The Way the First Embodiment Works, as Shown in FIG. 2:

• • The fans (3) mechanically pump the wind to the turbine building (1) continuously via the tubing (2). The incoming wind runs the turbines (4) and (mechanically) exits the end of the building by means of suction fans (5) that expel the wind outside through the pipes (6) uninterruptedly. As the wind continues to mechanically enter and exit the closed building, a strong air stream is generated actuating the turbines and generating electricity.

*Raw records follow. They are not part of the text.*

PR #14734, opened 2023-03-01
[shape_poly, call_tf] Add support for call_tf in a shape polymorphic program

gnecula:
The use case for call_tf with shape polymorphism is when we have a JAX program that calls into TF function, and we want to serialize the JAX program with some shapes unknown. Today this use case does not work, except in the special case when the output shape of the called TF function returns statically known shapes.

The idea is that we allow the user of call_tf to specify the output shape. This can be done even in presence of shape polymorphism, by writing the output shape as an expression in terms of the input shapes. This is what other JAX primitives do, e.g., concat, so we are simply enabling call_tf to get the same behavior.

This change should be enough for old-style jax2tf, but will require more work for native serialization.

We also removed some old code that was trying to workaround some limitations in shape inference in TF. I think that those workarounds are ugly, and I am prepared to give error messages rather than keep that code. So far no tests fail.

Still to do:

 * ~~more testing~~
 * ~~check that the TF function returns values of the declared shapes~~
 * ~~documentation~~
 * ~~CHANGELOG~~

### DIFF
--- a/jax/experimental/jax2tf/README.md
+++ b/jax/experimental/jax2tf/README.md
@@ -1229,6 +1229,57 @@ DeviceArray data or for np.ndarray that are aligned on 16-byte
 boundaries) and on GPU (for DeviceArray).
 The zero-copy does not yet work on TPU.
 
+`call_tf` works even with shape polymorphism, but in that case
+the user must pass the `output_shape_dtype` parameter to `call_tf` to declare
+the expected output shapes. This allows JAX tracing to know the shape and
+dtype of the results so that it can continue tracing the rest of the program.
+When `output_shape_dtype` is not given (the default case), `call_tf` will
+form a `tf.Graph` for the called TF function and will use the inferred
+type and shape. However, in presence of dynamic shape the inferred TF
+type will contain `None` for the dynamic dimensions, which is not enough
+information for JAX shape polymorphism.
+
+For example:
+
+```python
+def fun_jax(x):
+  y_shape = (x.shape[0] * 2, y.shape[1:])
+  y = jax2tf.call_tf(
+      lambda x: tf.concat([x, x], axis=0),
+      output_shape_dype=jax.ShapeDtypeStruct(y_shape, x.dtype))(x)
+  # JAX will know the y.shape
+  return jnp.ones(y.shape, dtype=y.dtype) + y
+
+jax2tf.convert(fun_jax, polymorphic_shapes=["b, ..."])(x)
+```
+
+An even simpler example for a function that returns the same shape as the input:
+
+```python
+def fun_jax(x):
+  return jax2tf.call_tf(tf.math.sin,
+                        output_shape_dtype=x)
+  )(x)
+
+jax2tf.convert(fun_jax, polymorphic_shapes=["b, ..."])(x)
+```
+
+If all the output shapes of the TF function are static, JAX does not need the
+`output_shape_dtype` argument:
+
+```python
+def fun_tf(x):
+  return tf.math.reduce_sum(tf.math.sin(x))
+
+def fun_jax(x):
+  return jax2tf.call_tf(fun_tf)(x)
+
+# The following will not throw an error because the output shape of fun_tf is static.
+jax2tf.convert(fun_jax, polymorphic_shapes=["b, ..."])(x)
+```
+
+The shape polymorphism support for `call_tf` does not yet work for native lowering.
+
 ### Limitations of call_tf
 
 The TF function must be compileable (`tf.function(func, jit_compile=True)`)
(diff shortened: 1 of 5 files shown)


gnecula:
@rxsang @maxwillzq

jax/experimental/jax2tf/call_tf.py
```diff
@@ -113,67 +123,58 @@ def canonical_arg(v):
...
+              zip(res_tf_flat,
+                  (output_avals if output_avals is not None
+                   else (None,) * len(res_tf_flat))))]
+      return checked_res_tf_flat
 
     # Prepare a tf.function ahead of time, to cache the concrete functions. This
     # won't be used in op-by-op execution mode.
     function_flat_tf = tf.function(callable_flat_tf, autograph=False, jit_compile=True)
 
-    input_shapes_tf = [s.shape for s in args_flat_sig_tf]
```
gnecula, line 150: I think that this check does not need to be here, because it is subsumed by the `check_tf_result` that happens a bit downstream.

jax/experimental/jax2tf/call_tf.py
```diff
@@ -248,6 +249,44 @@ def fix_float0(arg_jax, ct_arg_jax):
...
+  except Exception as e:
+    msg = ("The called TF function returns a result that is not "
+           f"convertible to JAX: {r_tf}.")
+    raise ValueError(msg) from e
+
+  if r_aval is None:
+    return r_tf
+  # We convert to TF type, and canonicalize to 32-bit if necessary
+  r_aval_dtype_tf = jax2tf_internal._to_tf_dtype(r_aval.dtype)
+  # Checking shapes is trickier in presence of dynamic shapes. I wish we could
```
gnecula, line 266: @rxsang PTAL

jax/experimental/jax2tf/call_tf.py
```diff
@@ -309,39 +348,43 @@ class CallTfEffect(effects.Effect):
...
-    return (
-        tuple([
-            # We convert to JAX type, and canonicalize to 32-bit if necessary
-            core.ShapedArray(shape, jax2tf_internal._to_jax_dtype(dtype))
-            for dtype, shape in zip(concrete_function_flat_tf.output_dtypes,
-                                    concrete_function_flat_tf.output_shapes)
-        ]),
-        effects)
-
-  # There are some cases when TF shape inference is not powerful enough to
```
gnecula, line 335: I think that we do not need this workaround anymore. We should not need to go all the way to the TFXLA bridge to get the output shapes. We should be able to get them from tf.Graph, and if not, we'll ask the user to pass `output_shape_dtype`.

@rxsang PTAL

jax/experimental/jax2tf/call_tf.py
```diff
@@ -55,13 +55,15 @@
...
+TfVal = jax2tf_internal.TfVal
 
 # The platforms for which to use DLPack to avoid copying (only works on GPU
 # and CPU at the moment, and only for DeviceArray). For CPU we don't need
 # DLPack, if we are careful.
 _DLPACK_PLATFORMS = ("gpu",)
 
-def call_tf(callable_tf: Callable, has_side_effects=True) -> Callable:
+def call_tf(callable_tf: Callable, has_side_effects=True,
+            output_shape_dtype=None) -> Callable:
```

Means of Improving the Performance of the Two Embodiments as Shown in FIG. 3:

A successive and unlimited number of closed buildings can be established. Such successive buildings are adjacent and connected to each other by tubing interconnecting each building to the next one. Each building includes a field having an appropriate number of turbines. The wind is (mechanically or naturally) pumped only into the first building and is (mechanically) withdrawn only from the last building, generating a strong and fast air stream (whose strength and velocity can be controlled) in all buildings. The stream it runs all the turbines in every buildings at the same time, with high efficiency and with the same operating capacity.